(WHAT TO WORK ON): In the listing below, start your output at the line with "- Detect unsatisfiable jobs" and end it after the line with "As discussed in", copying every line exactly.

(PROVIDED INFORMATION):
PR #502, opened 2019-07-30
Bug fix for incorrectly handling implicit exclusivity

dongahn:
This PR fixes a bug where an implicit resource exclusivity created by slot is incorrectly handled.

Problem: When we have some sub-resources under the visiting resource have been allocated to another job, we can prune the further walk even though the visiting resource itself has not been exclusively allocated to another job. But it appears `dfu_impl_t::by_excl ()` does not factor into account the implicit exclusivity that can arise from slot: e.g., with slot[2]->socket[1]->core[1], sockets and cores under slots are implicitly exclusive.

Augment `dfu_impl_t::by_excl ()` to handle this case. 

Augment `t/t3001-resource-basic.t` to cover this case.

### DIFF
--- a/resource/traversers/dfu_impl.cpp
+++ b/resource/traversers/dfu_impl.cpp
@@ -115,14 +115,27 @@ done:
 }
 
 int dfu_impl_t::by_excl (const jobmeta_t &meta, const std::string &s, vtx_t u,
-                         const Jobspec::Resource &resource)
+                         bool exclusive_in, const Jobspec::Resource &resource)
 {
     int rc = -1;
     planner_t *p = NULL;
     int64_t at = meta.at;
     int64_t njobs = -1;
     uint64_t duration = meta.duration;
-    if (resource.exclusive == Jobspec::tristate_t::TRUE) {
+
+    // If a non-exclusive resource request is explicitly given on a
+    // resource that lies under slot, this spec is invalid.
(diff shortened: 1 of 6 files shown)


dongahn:
@SteVwonder: Ok, this is ready for your review.

resource/traversers/dfu_impl.cpp
```diff
@@ -115,14 +115,27 @@ int dfu_impl_t::by_avail (const jobmeta_t &meta, const std::string &s, vtx_t u,
...
+                         bool exclusive_in, const Jobspec::Resource &resource)
 {
     int rc = -1;
     planner_t *p = NULL;
     int64_t at = meta.at;
     int64_t njobs = -1;
     uint64_t duration = meta.duration;
-    if (resource.exclusive == Jobspec::tristate_t::TRUE) {
+
+    // If a non-exclusive resource request is explicitly given on a
```
SteVwonder: I don't believe that RFC 24 for jobspec V1 specifies this constraint.  So I'll make a note in the outstanding PR to make `exclusive: false` under a `slot` invalid.

dongahn: Yes, this would be good. It would still be good to test condition at the this level too.

dongahn:
@SteVwonder: Yes this should be merged as soon as possible and I believe this is ready to go in. Thanks.

Issue #489, opened 2019-07-10
Trim per-job log msgs from qmanager/resource


dongahn:
Per https://github.com/flux-framework/flux-sched/pull/481#issuecomment-510176192

dongahn:
PR #482 fixes this.

PR #503, opened 2019-07-30
Add support for checking a job's satisfiability 

### LINKED ISSUE #495: [bug] exclusive req. can allocate a partially allocated resource

dongahn:
This PR adds the following support:

- Detect unsatisfiable jobs
As discussed in Issue #478, the match RPC within `resource` only supports two match operations: `allocate` and `allocate_orelse_reserve`. The former doesn't tell whether the allocation request failed because of the current resource state (i.e., no resource available now) or the jobspec cannot be satisfied at all. By contrast, if the latter fails, that means the jobspec is not satisfiable: no matter how far in the timeline I move my schedule point, the jobspec cannot be matched.
The main feature of this PR is to add  `allocate_with_satisfiability` to overcome the challenge with `allocate`.  It first attempts to allocate. If succeeds, it returns the matching info as before. If fails, however, it sets the scheduled time to a point as late as possible within the time box of the planner and try the match. Then, if it still can't find matching resources at that scheduled point, the jobspec is deemed unsatisfiable. This add no additional overhead for those "qualified" jobspec. However, for "unqualified" jobspecs, checking satisfiability requires an entire tree walk. Going forward, we will more rigorously validate the input job specs before they come to `resource`, so we will be able to manage this cost better.

- Tighten up `qmanager`'s error handling 
Integrate this feature to the rest of the systems including `qmanager` and its queue policy layer. This tightens up error handling of `qmanager` to become more robust.

- Trim message logging for `resource` and `qmanager`
Significantly reduce the number of per-job messages in particular.

Resolve #495, #478, and #489.

### DIFF
--- a/qmanager/modules/qmanager.cpp
+++ b/qmanager/modules/qmanager.cpp
@@ -58,6 +58,37 @@ struct qmanager_ctx_t {
  *                                                                            *
  ******************************************************************************/
 
+static int post_sched_loop (qmanager_ctx_t *ctx)
+{
+    int rc = -1;
+    std::shared_ptr<job_t> job = nullptr;
+
+    while ((job = ctx->queue->alloced_pop ()) != nullptr) {
+        if (schedutil_alloc_respond_R (ctx->h, job->msg,
+                                       job->schedule.R.c_str (), NULL) < 0) {
+            flux_log_error (ctx->h, "%s: schedutil_alloc_respond_R",
+                            __FUNCTION__);
+            goto out;
+        }
+        flux_log (ctx->h, LOG_DEBUG,
+                  "alloc success (id=%jd)", (intmax_t)job->id);
+    }
+    while ((job = ctx->queue->rejected_pop ()) != nullptr) {
+        std::string note = "alloc denied due to type=\"" + job->note + "\"";
+        if (schedutil_alloc_respond_denied (ctx->h, job->msg, note.c_str ()) < 0) {
+            flux_log_error (ctx->h, "%s: schedutil_alloc_respond_denied",
+                            __FUNCTION__);
+            goto out;
+        }
+        flux_log (ctx->h, LOG_DEBUG,
+                  "%s (id=%jd)", note.c_str (), (intmax_t)job->id);
+    }
+    rc = 0;
+
+out:
+    return rc;
+}
+
 // FIXME: This will be expanded when we implement full scheduler
 // resilency schemes: Issue #470.
 extern "C" int jobmanager_hello_cb (flux_t *h,
@@ -104,18 +135,10 @@ extern "C" void jobmanager_alloc_cb (flux_t *h, const flux_msg_t *msg,
         flux_log_error (h, "%s: queue insert", __FUNCTION__);
         return;
     }
-    if (ctx->queue->run_sched_loop ((void *)ctx->h, true) < 0) {
-        flux_log (ctx->h, LOG_DEBUG,
-                  "%s: return code < 0 from schedule loop", __FUNCTION__);
-    }
-    while ((job = ctx->queue->alloced_pop ()) != nullptr) {
-        flux_log (ctx->h, LOG_DEBUG, "jobid (%ju): %s",
-                  (intmax_t)job->id, job->schedule.R.c_str ());
-        if (schedutil_alloc_respond_R (ctx->h, job->msg,
-                                       job->schedule.R.c_str (), NULL) < 0) {
-            flux_log_error (ctx->h, "%s: schedutil_alloc_respond_R",
-                            __FUNCTION__);
-        }
+    if (ctx->queue->run_sched_loop ((void *)ctx->h, true) < 0
+        || post_sched_loop (ctx) < 0) {
+        flux_log_error (ctx->h, "%s: schedule loop", __FUNCTION__);
+        return;
     }
 }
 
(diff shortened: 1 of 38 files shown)


dongahn:
@StevWonder, @grondo and @garlick: this is also ready to be reviewed again. I had to comment out one test because this builds on the by_excl() bug fix PR. If the bug fix PR lands first, I will turn it back on.

dongahn:
Rebased to the master after PR #502 and forced a push.

resource/modules/resource_match.cpp
```diff
@@ -644,25 +654,18 @@ static void match_request_cb (flux_t *h, flux_msg_handler_t *w,
...
-    flux_log (h, LOG_INFO, "match requested by user (%u).", userid);
-
     if (flux_request_unpack (msg, NULL, "{s:s s:I s:s}", "cmd", &cmd,
                              "jobid", &jobid, "jobspec", &js_str) < 0)
         goto error;
-
     if (is_existent_jobid (ctx, jobid)) {
-        flux_log (h, LOG_INFO, "invalid jobid (%ld).", (intmax_t)jobid);
         errno = EINVAL;
+        flux_log_error (h, "existent job (%jd).", (intmax_t)jobid);
```
SteVwonder:
```suggestion
        flux_log_error (h, "nonexistent job (%jd).", (intmax_t)jobid);
```

Further down in `info_request_cb`, the same nonexistent job error results in an `ENOENT`. I wonder if that fits better here too.

qmanager/modules/qmanager.cpp
```diff
@@ -58,6 +58,37 @@ struct qmanager_ctx_t {
...
+{
+    int rc = -1;
+    std::shared_ptr<job_t> job = nullptr;
+
+    while ((job = ctx->queue->alloced_pop ()) != nullptr) {
+        if (schedutil_alloc_respond_R (ctx->h, job->msg,
+                                       job->schedule.R.c_str (), NULL) < 0) {
+            flux_log_error (ctx->h, "%s: schedutil_alloc_respond_R",
+                            __FUNCTION__);
+            goto out;
```
SteVwonder: This is more thinking out loud than it is giving concrete review feedback, but I wonder what the best practice is for handling an error like this.  Should the first failure cause the `qmanager` to bail out of trying to respond to the remaining messages?  Or should it continue on trying to respond to the other messages, even if they too error out.  I'm not sure.  I'm kind of leaning towards the latter if only because then the `alloced` and `rejected` queues are empty at the end of the scheduling loop and every request has gotten a response (or a response has at least been attempted rather than delayed indeterminately).

resource/modules/resource_match.cpp
dongahn: Ah. Thanks. Yes, `ENOENT` should be used instead unless it has a side effect (I don't believe so). I will follow up.

qmanager/modules/qmanager.cpp
dongahn: Good point! I am not sure either. I think what is best would depend on what is the most failure mode of `schedutil_alloc_respond_R`. If the mode is a network/protocol error or job-manager is in a limbo state, it doesn't seem like issuing more respond would help... Even if we error out right away, the allocated and rejected jobs will still be in the corresponding queues, the responds will be sent at the next invocation of the scheduler loop. So I'm kind of leading toward the former. 

I'd suggest we merge this as-is. And then, have a ticket created so that if this becomes an issue, we can easily go back to this discussion.

resource/modules/resource_match.cpp
dongahn: Looking at this once again, this is actually intended. In this case, the code is checking whether the job id already exists and if so it refuses the match request. So `EINVAL` should correct as well. So I will just push one commit that fixes the `done` label issue.

I was confused myself as well. So thank you for brining this up!

dongahn:
I pushed the commit and Travis is happy now. @SteVwonder: once you look at it briefly, I will squash that. Then, this PR is good to be merged.

SteVwonder:
> once you look at it briefly, I will squash that. Then, this PR is good to be merged.

LGTM!  Squash away!

dongahn:
Ok. Squashed. Good to go. Thanks!

SteVwonder:
Thanks @dongahn!

Issue #498, opened 2019-07-26
Default hwloc-whitelist for our next near-term target?


dongahn:
I think this is a good time to add `hwloc-whitelist=` into `resource`'s `rc1` script so that our graph scheduler can build and operate on a significantly trimmed  graph for scheduling (thus fast). I have two options and I am hoping to get feedback as to the best default given our next production target.

#### 2. flux module load -r 0 resource hwloc-whitelist=node,core,gpu

The advantage of option 1 is that it will provide a better topology for scheduling as it includes socket. But the downside is, your node will be represented as `node[1]->socket[2]->core[8]` and so if your jobspec is

```json
  "resources": [
    {
      "count": 1,
      "with": [
        {
          "count": 16,
          "type": "core"
        }
      ],
      "type": "slot",
      "label": "task"
    }
  ]
```

The scheduler will deem this to be unsatisfiable. From the graph matching point of view, this jobspec will be interpreted as prefix-omitted *"->core[16]"* and clearly there is no match. 

By contract, option 2 will represent each node as `node[1]->core[16]` and this job spec will match just fine (at the expense of lesser topological info). 

My current thinking is to go with option 2 as the default hwloc-whitelist unless there are other compelling reasons not to do that. 

Are we even going to support `socket` in our near-term target? 

Thoughts?

SteVwonder:
> My current thinking is to go with option 2 as the default hwloc-whitelist unless there are other compelling reasons not to do that.

> Are we even going to support socket in our near-term target?

I agree with your plan.  At the top-level, we will be doing node-exclusive allocations anyway, so I don't think that specifying sockets at the top-level scheduler helps a ton (maybe it helps when the user has multiple tasks in a single jobspec, but v1 doesn't support that either).  So for now, I think we allocate gpus/cores/nodes and then let the advanced users that care about sockets take advantage of mpibind or something similar.

For user-level schedulers, which will be doing core-level scheduling, the socket information may be more important.  I think we wait until Flux is deployed on LC systems and someone has that particular use-case, and then we develop a solution in coordination with them (or if we have extra time at the end of the year, we do it then).

dongahn:
Thanks @SteVwonder!

> At the top-level, we will be doing node-exclusive allocations anyway

Our new scheduler is capable of doing node-exclusive and -nonexclusive at the same time.

[...]

Issue #482, opened 2019-06-28
Add EASY and CONSERVATIVE queueing policy into qmanager


dongahn:
It is likely #468 will be demonstrated with FCFS policy only. So, spin off a new task: implement other classical backfill policies into the queue policy interface and use it within qmanager.

dongahn:
PR #504 added this support.

PR #504, opened 2019-07-30
Add EASY/HYBRID/CONSERVATIVE policies

### LINKED ISSUE #476: Add queuing optimization support
So that Issue https://github.com/flux-framework/flux-sched/issues/468 will only add a baseline integration and then this issue will add some traditional queueing optimization such as queue-depth, reservation depth and delay scheduling.

dongahn:
This PR adds various backfill queuing polices and queue-depth support for optimization:

- Add EASY/HYBRID/CONSERVATIVE policies
Introduce queue_policy_bf_base.hpp and queue_policy_bf_base_impl.hpp that implement core algorithms for a majority of backfillling strategies. Derive from this class to implement EASY/HYBRID/CONSERVATIVE policies.

- Add queue-depth support for backfill policies

This PR builds on PR #502 and PR #503 so please don't merge it before those PRs land. Resolve #476, #482, and #498.

### DIFF
--- a/qmanager/config/queue_system_defaults.hpp
+++ b/qmanager/config/queue_system_defaults.hpp
@@ -28,9 +28,9 @@
 // FIXME: These need to be coverted into a scheduler configuration file
 namespace Flux {
 namespace queue_manager {
-    const unsigned int MAX_QUEUE_DEPTH=16384;
-    const unsigned int DEFAULT_QUEUE_DEPTH=8192;
-    const unsigned int MAX_RESERVATION_DEPTH = 4096;
+    const unsigned int MAX_QUEUE_DEPTH = 1000000;
+    const unsigned int DEFAULT_QUEUE_DEPTH = 8192;
+    const unsigned int MAX_RESERVATION_DEPTH = 100000;
     const unsigned int HYBRID_RESERVATION_DEPTH = 64;
 } // namespace resource_model
 } // namespace Flux
--- a/qmanager/config/queue_system_defaults.hpp
+++ b/qmanager/config/queue_system_defaults.hpp
@@ -1,0 +1,42 @@
+/*****************************************************************************\
+ *  Copyright (c) 2014 Lawrence Livermore National Security, LLC.  Produced at
+ *  the Lawrence Livermore National Laboratory (cf, AUTHORS, DISCLAIMER.LLNS).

(RESPONSE TO THE TASK):
- Detect unsatisfiable jobs
As discussed in Issue #478, the match RPC within `resource` only supports two match operations: `allocate` and `allocate_orelse_reserve`. The former doesn't tell whether the allocation request failed because of the current resource state (i.e., no resource available now) or the jobspec cannot be satisfied at all. By contrast, if the latter fails, that means the jobspec is not satisfiable: no matter how far in the timeline I move my schedule point, the jobspec cannot be matched.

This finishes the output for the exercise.